Dani González

Personal information
- Full name: Daniel González Flores
- Date of birth: 18 March 2002 (age 24)
- Place of birth: Albacete, Spain
- Height: 1.86 m (6 ft 1 in)
- Position: Forward

Youth career
- Albacete

Senior career*
- Years: Team / Apps / (Gls)
- 2021: Albacete B / 25 / (8)
- 2021–2024: Albacete / 24 / (4)
- 2023: → Atlético Madrid B (loan) / 18 / (6)
- 2023–2024: → Celta B (loan) / 20 / (1)
- 2024–2026: Osasuna B / 29 / (5)

= Dani González =

Spanish footballer

Daniel "Dani" González Flores (born 18 March 2002) is a Spanish footballer who plays as a forward.

==Club career==
González was born in Albacete, Castilla-La Mancha, and was an Albacete Balompié youth graduate. He made his senior debut with the reserves on 23 January 2021 by starting in a 0–0 Tercera División home draw against Club Atlético Ibañés, and scored his first goal on 21 February, but in a 3–1 away loss against Calvo Sotelo Puertollano CF.

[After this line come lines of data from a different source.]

PR #14531, opened 2020-05-02
4.next - Add required option support

### LINKED ISSUE #12498: Allow marking shell options as required
This is a (multiple allowed):

* [ ] bug
* [x] enhancement

* CakePHP Version: 3.6
* Platform and Target: N/A

### What you did
It is useful sometimes to specify cli options as required, but at the moment we cant. 

This is most relevant If a cli has multiple required inputs - in this case it is currently only possible to enforce via the command parser by using (positional) arguments. 

Example, consider a shell with this options parser:

```
    public function getOptionParser()
    {
        $parser = parent::getOptionParser();

        foreach(range(1,3) as $i) {
            $parser->addArgument("thing$i", [
                'help' => "Required thing $i",
                'required' => true
            ]);
        }

        return $parser;
    }
```

```
-> bin/cake my-cli --help
Usage:
cake my_cli [-h] [-q] [-v] <thing1> <thing2> <thing3>

Options:

--help, -h     Display this help.
--quiet, -q    Enable quiet output.
--verbose, -v  Enable verbose output.

Arguments:

thing1  Required thing 1
thing2  Required thing 2
thing3  Required thing 3

-> bin/cake my-cli
Error: Missing required arguments. thing1 is required.
```
Although helpful, having to specify args in order is sometimes pretty awkward.

It's be much easier with this example to create a parser like so:

```
    public function getOptionParser()
    {
        $parser = parent::getOptionParser();

        foreach(range(1,10) as $i) {
            $parser->addOption("thing$i", [ <---- changed
                'help' => "Required thing $i",
                'required' => true <---- ignored 
            ]);
        }

        return $parser;
    }
```

But that only achieves the syntax I'm looking for:

```
-> cake/bin/cake my-cli --help
Usage:
cake my_cli [-h] [-q] [-v] [--thing1] [--thing2] [--thing3]

Options:

--help, -h     Display this help.
--quiet, -q    Enable quiet output.
--verbose, -v  Enable verbose output.
--thing1       Required thing 1
--thing2       Required thing 2
--thing3       Required thing 3
```
It does not enforce `required` as options are, according to the Shell class, always optional:

```
-> cake/bin/cake my-cli
Hello now going to try and do something in the main method and fail because required things are missing...
```

So, the ask here is simply to allow marking options required.

markstory:
Allow CLI flags to be marked as required flags/options.

Fixes #12498

### DIFF
--- a/src/Console/ConsoleInputOption.php
+++ b/src/Console/ConsoleInputOption.php
@@ -217,7 +217,7 @@ class ConsoleInputOption
      */
     public function isRequired(): bool
     {
-        return (bool)$this->required;
+        return $this->required;
     }
 
     /**
--- a/src/Console/ConsoleInputOption.php
+++ b/src/Console/ConsoleInputOption.php
@@ -77,6 +77,13 @@ class ConsoleInputOption
     protected $_choices;
 
     /**
+     * Is the option required.
+     *
+     * @var bool
+     */
+    protected $required;
+
+    /**
      * Make a new Input Option
      *
      * @param string $name The long name of the option, or an array with all the properties.
@@ -86,6 +93,7 @@ class ConsoleInputOption
      * @param string|bool|null $default The default value for this option.
      * @param string[] $choices Valid choices for this option.
      * @param bool $multiple Whether this option can accept multiple value definition.
+     * @param bool $required Whether this option is required or not.
      * @throws \Cake\Console\Exception\ConsoleException
      */
     public function __construct(
@@ -95,7 +103,8 @@ class ConsoleInputOption
         bool $isBoolean = false,
         $default = null,
         array $choices = [],
-        bool $multiple = false
+        bool $multiple = false,
+        bool $required = false
     ) {
         $this->_name = $name;
         $this->_short = $short;
@@ -103,6 +112,7 @@ class ConsoleInputOption
         $this->_boolean = $isBoolean;
         $this->_choices = $choices;
         $this->_multiple = $multiple;
+        $this->required = $required;
 
         if ($isBoolean) {
             $this->_default = (bool)$default;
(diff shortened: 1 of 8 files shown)


src/Console/ConsoleInputOption.php
```diff
@@ -192,6 +210,16 @@ public function defaultValue()
...
     }
 
+    /**
+     * Check if this option is required
+     *
+     * @return bool
+     */
+    public function isRequired(): bool
+    {
+        return (bool)$this->required;
```
ADmad, line 220: The casting shouldn't be necessary.

src/Console/ConsoleOptionParser.php
```diff
@@ -434,7 +435,8 @@ public function addOption($name, array $options = [])
                 $options['boolean'],
                 $options['default'],
                 $options['choices'],
-                $options['multiple']
+                $options['multiple'],
+                $options['required'],
```
othercorey, line 439:
```suggestion
                $options['required']
```

tests/TestCase/Console/ConsoleOptionParserTest.php
```diff
@@ -330,6 +332,38 @@ public function testAddMultipleOptionsWithMultiple()
...
+            $result[0]
+        );
+
+        $result = $parser->parse(['--no-default', 'value']);
+        $this->assertSame(
+            ['no-default' => 'value', 'help' => false, 'test' => 'default value'],
+            $result[0]
+        );
+
+        $this->expectException(ConsoleException::class);
```
othercorey, line 363: If the first parse throws an exception, does phpunit mark the remaining asserts as fails?

markstory: Anything that happens before expectException should still get counted as passed. Nothing will happen after the exception is raised though.

othercorey: I prefer to have exception tests in a separate function to avoid capturing it for other tests so nothing is skipped.

markstory: Ok. I can split them up.

PR #14533, opened 2020-05-02
Simplify Debugger::getType()

ADmad:


dereuromark:
If you read all the issues this method has,
E.g. Comments in https://www.php.net/manual/de/function.gettype.php
Not sure if you want to switch to using it instead of thr separate checks.

ADmad:
All the comments on PHP manual are years old, who knows if they are even relevant now. Plus all our tests pass after the change. In fact after this change `resource` type is now reported instead of being shown as `unknown` earlier.

dereuromark:
https://wiki.php.net/rfc/get_debug_type php8

ADmad:
`is_object($bar) ? get_class($bar) : gettype($bar)`  that's what our `getTypeName()` function already does, which is what I have used.

dereuromark (approved):

ADmad:
Pushed another commit to make Debugger:export() DRYer too.

PR #14535, opened 2020-05-02
Fix test failure on MySQL 8

garas:
Do not assume database records are returned in order they were inserted.

Condition matches all except first comment.
MySQL 8 returned last one (`'Second Comment for Second Article'`), other databases returned `'Second Comment for First Article'` record. 
https://github.com/cakephp/cakephp/blob/06027e7fc10b68e31a0383b98f73470eb2a44d20/tests/Fixture/CommentsFixture.php#L45-L52


othercorey:
Perfect, thanks!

González made his first team debut for Alba on 30 November 2021, coming on as a second-half substitute for Emiliano Gómez and scoring an extra time winner in a 2–1 home success over Racing de Ferrol, for the season's Copa del Rey. On 27 December, he renewed his contract until 2025.

González scored four times during the remainder of the campaign, as his side returned to Segunda División. On 1 September 2022, he was definitely promoted to the first team, being assigned the number 22 jersey.

González made his professional debut on 18 September 2022, replacing Lander Olaetxea late into a 1–0 home loss against SD Ponferradina. On 27 December, after just 21 minutes in five league matches into the season, he was loaned to Atlético Madrid B until June.

On 2 June 2023, González's loan with Atleti B was extended for a further year, but he moved to another reserve team on 1 September, after agreeing to a one-year loan deal with RC Celta Fortuna.

On 31 July 2024, González moved to another reserve team CA Osasuna B also in the third division, on a one-year contract.